Exercise aim —
Your reply should consist of the listing, copied exactly.
------------------------------------------------
PR #287, opened 2024-01-06
🚧 [WIP] reimplement all nodes in C++

bitbrain:
## Description

This lays the foundation for **Beehave 3.0** - more details can be found here: https://github.com/bitbrain/beehave/discussions/285

### Functionalities

The following first need consultation with @bitbrain, as with Beehave V3 the idea is to design interrupts & before/after signals differently to V2.

- [ ] interrupts
- [ ] before/after signals
- [ ] time-strategies (delta vs total)

### Base Nodes

- [x] implement & test `BeehaveTree`
- [ ] implement & test `BeehaveBlackboard`

### Decorators

- [x] implement & test `BeehaveCooldown`
- [x] implement & test `BeehaveDelayer`
- [x] implement & test `BeehaveFailer`
- [x] implement & test `BeehaveSucceeder`
- [x] implement & test `BeehaveInverter`
- [x] implement & test `BeehaveLimiter`
- [x] implement & test `BeehaveUntilFail`
- [x] implement & test `BeehaveTimeLimiter`

### Composites

- [ ] implement & test `BeehaveSelector`
- [ ] implement & test `BeehaveSelectorRandom`
- [ ] implement & test `BeehaveSelectorReactive`
- [ ] implement & test `BeehaveSequence`
- [ ] implement & test `BeehaveSequenceRandom`
- [ ] implement & test `BeehaveSequenceReactive`
- [ ] implement & test `BeehaveSequenceStar`

### Leafs

- [x] implement & test `BeehaveAction`
- [ ] implement & test `BeehaveCondition`


extension/src/nodes/node.cpp
```diff
@@ -0,0 +1,20 @@
+#include "node.h"
```
zvolchak: I'd recommend avoid using "node", since it is already taken by Godot. 
Also, if you'd like to follow [C++ naming convention](https://manual.gromacs.org/5.1.1/dev-manual/naming.html#files), then I'd recommend using the same file name as the class name - `BeehaveNode.ccp` and `BeehaveNode.h` in this case.

extension/src/nodes/blackboard.cpp
```diff
@@ -0,0 +1,20 @@
...
+
+BeehaveBlackboard::~BeehaveBlackboard()
+{
+    
+}
+
+void BeehaveBlackboard::_bind_methods()
+{
+
+}
```
zvolchak: nit: missing new line at the end of file. This is usually not a big deal, but might cause some [inconsistent or unexpected behavior in some cases](https://unix.stackexchange.com/questions/18743/whats-the-point-in-adding-a-new-line-to-the-end-of-a-file). Plus, github would always warn you about it, as it does here.

P.S. Most popular IDEs these days has an option to auto-add end-of-file-new-line on Save of file close - so you never would need to think about this again.

RafaelVidaurre:
Curious, what's the current state of the V3 migration?

bitbrain:
@RafaelVidaurre see the checkboxes in the description for the current status. In terms of work, I aim to do a bit here and there, but it can take a while because I do this in my freetime as a hobby. ♥️

bitbrain:
PSA: I don't have time or resources right now to complete this migration at the moment. For anyone brave enough, I am willing to review the PRs related to this just ping me.

LenNerd42:
@bitbrain you mentioned you have some ideas for designing interrupts and before/after signals differently. Since I'm currently re-implementing some nodes that had interrupt and start/end logic - do you still remember what your design ideas were and can I find them written down anywhere?

bitbrain:
@LenNerd42 for now, adopt 1:1 what we did in gdscript as well. I initially had a different idea but it is too complicated as a first version.

Issue #240, opened 2023-11-01
Add Until Fail Decorator


meticoeus:
**Is your feature request related to a problem? Please describe.**
I would like to suggest adding the repeat Until Fail decorator. The decorator would run its child, then repeat it if it returned a success and continue to repeat it until it returns a failure.

**Describe the solution you'd like**
Add a Decorator UntilFail that acts similar to the Repeater node except it always repeats its child node when the child node returns a success, stopping when the child returns a failure, at which point the UntilFail node will return success to its parent.

**Describe alternatives you've considered**
I've looked at the Repeater but it stops after a predetermined number of successes while the desired behavior of this node is to repeat indefinitely until the child node returns a failure.

**Additional context**
Motivation: implementing an indeterminate number of repeats based on some condition or set of conditions. [This article](https://www.gamedeveloper.com/programming/behavior-trees-for-ai-how-they-work) explains a use-case involving poping data from a stack in the blackboard and going through a subtree based on that data until the stack is empty. I plan to do something similar in a project I'm working on. The number of repeats may grow while the child is repeating long running tasks due to an external actor adding more entities to the stack the sub tree will be using to loop.

PR #296, opened 2024-01-09
Until Fail Decorator

RedstoneParadox:
## Description

Adds a new decorator that runs its child and repeats until the child returns `FAILURE`, at which point it returns `SUCCESS`.

The original suggestion by @meticoeus provides additional context:

> Motivation: implementing an indeterminate number of repeats based on some condition or set of conditions. [This article](https://www.gamedeveloper.com/programming/behavior-trees-for-ai-how-they-work) explains a use-case involving poping data from a stack in the blackboard and going through a subtree based on that data until the stack is empty. I plan to do something similar in a project I'm working on. The number of repeats may grow while the child is repeating long running tasks due to an external actor adding more entities to the stack the sub tree will be using to loop.

## Addressed issues

Addresses #240


RedstoneParadox:
I'm not sure why the unit tests failed; I ran them personally and they all passed, including the new one. Edit: I forgot to update it after changing the decorator to return success instead of failure.

bitbrain (approved):

ryan-linehan:
Can we close out https://github.com/bitbrain/beehave/issues/240 now that this has been merged?

PR #307, opened 2024-02-07
Dont override actor in _ready if already defined

LunarTides:
## Description

If you set the actor in `BeehaveTree` before `_ready` is executed, it would override the actor that you set.

Now it only sets the actor if it isn't already set.

## Addressed issues

- None

## Screenshots

N/A


bitbrain:
Could you add a test for this? Happy to help in case you don't know how.

LunarTides:
Done

bitbrain:

bitbrain (approved):

PR #310, opened 2024-02-15
Fix reloading scene debug issue

zeroregard:
## Description

When you reload the scene, it seems that behaviour trees are not unregistered properly for debugging purposes. That means they will keep being in the Beehave debug tab and the Debugger output will be flooded with a lot of error messages.

## Screenshots

image

### DIFF
--- a/addons/beehave/debug/global_debugger.gd
+++ b/addons/beehave/debug/global_debugger.gd
@@ -13,7 +13,7 @@ func _on_debug_message(message: String, data: Array) -> bool:
 		_set_active_tree(data[0])
 		return true
 	if message == "visibility_changed":
-		if _active_tree:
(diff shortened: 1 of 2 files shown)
------------------------------------------------
Solution below —
PR #287, opened 2024-01-06
🚧 [WIP] reimplement all nodes in C++

bitbrain:
## Description

This lays the foundation for **Beehave 3.0** - more details can be found here: https://github.com/bitbrain/beehave/discussions/285

### Functionalities

The following first need consultation with @bitbrain, as with Beehave V3 the idea is to design interrupts & before/after signals differently to V2.

- [ ] interrupts
- [ ] before/after signals
- [ ] time-strategies (delta vs total)

### Base Nodes

- [x] implement & test `BeehaveTree`
- [ ] implement & test `BeehaveBlackboard`

### Decorators

- [x] implement & test `BeehaveCooldown`
- [x] implement & test `BeehaveDelayer`
- [x] implement & test `BeehaveFailer`
- [x] implement & test `BeehaveSucceeder`
- [x] implement & test `BeehaveInverter`
- [x] implement & test `BeehaveLimiter`
- [x] implement & test `BeehaveUntilFail`
- [x] implement & test `BeehaveTimeLimiter`

### Composites

- [ ] implement & test `BeehaveSelector`
- [ ] implement & test `BeehaveSelectorRandom`
- [ ] implement & test `BeehaveSelectorReactive`
- [ ] implement & test `BeehaveSequence`
- [ ] implement & test `BeehaveSequenceRandom`
- [ ] implement & test `BeehaveSequenceReactive`
- [ ] implement & test `BeehaveSequenceStar`

### Leafs

- [x] implement & test `BeehaveAction`
- [ ] implement & test `BeehaveCondition`


extension/src/nodes/node.cpp
```diff
@@ -0,0 +1,20 @@
+#include "node.h"
```
zvolchak: I'd recommend avoid using "node", since it is already taken by Godot. 
Also, if you'd like to follow [C++ naming convention](https://manual.gromacs.org/5.1.1/dev-manual/naming.html#files), then I'd recommend using the same file name as the class name - `BeehaveNode.ccp` and `BeehaveNode.h` in this case.

extension/src/nodes/blackboard.cpp
```diff
@@ -0,0 +1,20 @@
...
+
+BeehaveBlackboard::~BeehaveBlackboard()
+{
+    
+}
+
+void BeehaveBlackboard::_bind_methods()
+{
+
+}
```
zvolchak: nit: missing new line at the end of file. This is usually not a big deal, but might cause some [inconsistent or unexpected behavior in some cases](https://unix.stackexchange.com/questions/18743/whats-the-point-in-adding-a-new-line-to-the-end-of-a-file). Plus, github would always warn you about it, as it does here.

P.S. Most popular IDEs these days has an option to auto-add end-of-file-new-line on Save of file close - so you never would need to think about this again.

RafaelVidaurre:
Curious, what's the current state of the V3 migration?

bitbrain:
@RafaelVidaurre see the checkboxes in the description for the current status. In terms of work, I aim to do a bit here and there, but it can take a while because I do this in my freetime as a hobby. ♥️

bitbrain:
PSA: I don't have time or resources right now to complete this migration at the moment. For anyone brave enough, I am willing to review the PRs related to this just ping me.

LenNerd42:
@bitbrain you mentioned you have some ideas for designing interrupts and before/after signals differently. Since I'm currently re-implementing some nodes that had interrupt and start/end logic - do you still remember what your design ideas were and can I find them written down anywhere?

bitbrain:
@LenNerd42 for now, adopt 1:1 what we did in gdscript as well. I initially had a different idea but it is too complicated as a first version.

Issue #240, opened 2023-11-01
Add Until Fail Decorator


meticoeus:
**Is your feature request related to a problem? Please describe.**
I would like to suggest adding the repeat Until Fail decorator. The decorator would run its child, then repeat it if it returned a success and continue to repeat it until it returns a failure.

**Describe the solution you'd like**
Add a Decorator UntilFail that acts similar to the Repeater node except it always repeats its child node when the child node returns a success, stopping when the child returns a failure, at which point the UntilFail node will return success to its parent.

**Describe alternatives you've considered**
I've looked at the Repeater but it stops after a predetermined number of successes while the desired behavior of this node is to repeat indefinitely until the child node returns a failure.

**Additional context**
Motivation: implementing an indeterminate number of repeats based on some condition or set of conditions. [This article](https://www.gamedeveloper.com/programming/behavior-trees-for-ai-how-they-work) explains a use-case involving poping data from a stack in the blackboard and going through a subtree based on that data until the stack is empty. I plan to do something similar in a project I'm working on. The number of repeats may grow while the child is repeating long running tasks due to an external actor adding more entities to the stack the sub tree will be using to loop.

PR #296, opened 2024-01-09
Until Fail Decorator

RedstoneParadox:
## Description

Adds a new decorator that runs its child and repeats until the child returns `FAILURE`, at which point it returns `SUCCESS`.

The original suggestion by @meticoeus provides additional context:

> Motivation: implementing an indeterminate number of repeats based on some condition or set of conditions. [This article](https://www.gamedeveloper.com/programming/behavior-trees-for-ai-how-they-work) explains a use-case involving poping data from a stack in the blackboard and going through a subtree based on that data until the stack is empty. I plan to do something similar in a project I'm working on. The number of repeats may grow while the child is repeating long running tasks due to an external actor adding more entities to the stack the sub tree will be using to loop.

## Addressed issues

Addresses #240


RedstoneParadox:
I'm not sure why the unit tests failed; I ran them personally and they all passed, including the new one. Edit: I forgot to update it after changing the decorator to return success instead of failure.

bitbrain (approved):

ryan-linehan:
Can we close out https://github.com/bitbrain/beehave/issues/240 now that this has been merged?

PR #307, opened 2024-02-07
Dont override actor in _ready if already defined

LunarTides:
## Description

If you set the actor in `BeehaveTree` before `_ready` is executed, it would override the actor that you set.

Now it only sets the actor if it isn't already set.

## Addressed issues

- None

## Screenshots

N/A


bitbrain:
Could you add a test for this? Happy to help in case you don't know how.

LunarTides:
Done

bitbrain:

bitbrain (approved):

PR #310, opened 2024-02-15
Fix reloading scene debug issue

zeroregard:
## Description

When you reload the scene, it seems that behaviour trees are not unregistered properly for debugging purposes. That means they will keep being in the Beehave debug tab and the Debugger output will be flooded with a lot of error messages.

## Screenshots

image

### DIFF
--- a/addons/beehave/debug/global_debugger.gd
+++ b/addons/beehave/debug/global_debugger.gd
@@ -13,7 +13,7 @@ func _on_debug_message(message: String, data: Array) -> bool:
 		_set_active_tree(data[0])
 		return true
 	if message == "visibility_changed":
-		if _active_tree:
(diff shortened: 1 of 2 files shown)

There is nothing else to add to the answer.